I'd also agree that you should put in for multiple places.  When we only want to go to one resort, we (personally) only request the II Gold Seal resorts, and a few Silver one's that we've researched.  The more flexible you are, the more likely you are to get what you want.


----------



## DeniseM (May 21, 2012)

Have you looked at air fare from NY to Hawaii, and the length of the flight?  Personally, I would not go to Hawaii for just 7 days from the East Coast:

Day 1 - 10 hours flight (if you are lucky)
Day 2 - recover from 10 hour flight & jet lag
Day 3 - Hawaii
Day 4 - Hawaii
Day 5 - Hawaii
Day 6 - Hawaii
Day 7 - 10 hour fight (if you are lucky)

Too far and too expensive for such a short trip - I won't even go to Hawaii for 7 days from California!


----------



## Ridewithme38 (May 21, 2012)

DeniseM said:


> Have you looked at air fare from NY to Hawaii, and the length of the flight?  Personally, I would not go to Hawaii for just 7 days from the East Coast:
> 
> Day 1 - 10 hours flight (if you are lucky)
> Day 2 - recover from 10 hour flight & jet lag
> ...



Aww! Your mean!  Truth me told, i want to stay at Aulani as much if not more then my daughter does!  So i'm going to do what ever it takes to make this happen

BTW: I'm going to send you an email in a couple days to ask you some questions


----------



## DeniseM (May 21, 2012)

Not mean - just realistic:  Just about the time you have adjusted to the time change and you are really into Hawaii - it will be time to go home.  For us - Hawaii is a 2 week trip.


----------



## slum808 (May 21, 2012)

I live in Hawaii and have to fly to the continent for our vacations.
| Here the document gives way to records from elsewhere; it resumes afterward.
PR #7178, opened 2025-06-16
Require Pro subscription for Import Audio button (BL-14900)

StephenMcConnel:
This change is [Reviewable](https://reviewable.io/reviews/BloomBooks/BloomDesktop/7178)

### DIFF
--- a/src/BloomBrowserUI/bookEdit/toolbox/talkingBook/audioRecording.ts
+++ b/src/BloomBrowserUI/bookEdit/toolbox/talkingBook/audioRecording.ts
@@ -69,6 +69,10 @@ import {
     kCanvasElementClass
 } from "../overlay/canvasElementUtils";
 import { RecordingMode } from "./recordingMode";
+import {
+    FeatureStatus,
+    getFeatureStatusAsync
+} from "../../../react_components/featureStatus";
 
 enum Status {
     Disabled, // Can't use button now (e.g., Play when there is no recording)
@@ -188,6 +192,7 @@ export default class AudioRecording implements IAudioRecorder {
     private previousRecordMode: RecordingMode;
     private haveAudio: boolean;
     private inShowPlaybackOrderMode: boolean = false;
+    private wholeTextBoxAudioFeatureStatus: FeatureStatus | undefined;
 
     // Corresponds to the collection default recording mode which we would theoretically get via async call to C# API
     // This is rather annoying because then we have async calls being introduced all over the place.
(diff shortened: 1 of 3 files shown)


andrew-polk (changes requested):
> *[Reviewable](https://reviewable.io/reviews/BloomBooks/BloomDesktop/7178)* status: all files reviewed, 1 unresolved discussion (waiting on @StephenMcConnel)

___
*[`src/BloomExe/SubscriptionAndFeatures/FeatureRegistry.cs` line 22 at r1](https://reviewable.io/reviews/BloomBooks/BloomDesktop/7178#-OSv5v8cBGipBxphbyLN:-OSv5v8cBGipBxphbyLO:bg42x2q) ([raw file](https://github.com/BloomBooks/BloomDesktop/blob/4e74cbfad16f56317b4603b250f7fd3fea9e2a1c/src/BloomExe/SubscriptionAndFeatures/FeatureRegistry.cs#L22)):*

We normally always go for a week, partially due to school schedules, partially because that's all I can afford. I look at it this way, 1 week is better than no weeks. 

BTW flying to Hawaii is easier than flying from Hawaii. When you're on east pst, or est in Hawaii you just wake up a little early. When you're on Hawaiian time and trying to wake up for the rope drop at disney, your body thinks its 3 am.


----------



## bnoble (May 21, 2012)

> That's going to screw me up a bit, BTW, that's RCI's typo, not mine!


Set something up for two years hence.  A year from now, move it to three years hence.  Two years from now, move it to four.  You can modify an ongoing search without changing your initiation date, thereby preserving your "place in line."


----------



## Ridewithme38 (May 21, 2012)

bnoble said:


> Set something up for two years hence.  A year from now, move it to three years hence.  Two years from now, move it to four.  You can modify an ongoing search without changing your initiation date, thereby preserving your "place in line."



This is why i love this forum! thank you bnoble!


----------



## MichaelColey (May 21, 2012)

The problem you're going to run into is that the deposit will expire before then.

You'll need to do a high value deposit, timed so that it will expire shortly after the end of the timeframe when you're going.  As soon as the deposit is in place, do your ongoing search.  If it's too far out, make it for as far out as you can and then edit it when you can.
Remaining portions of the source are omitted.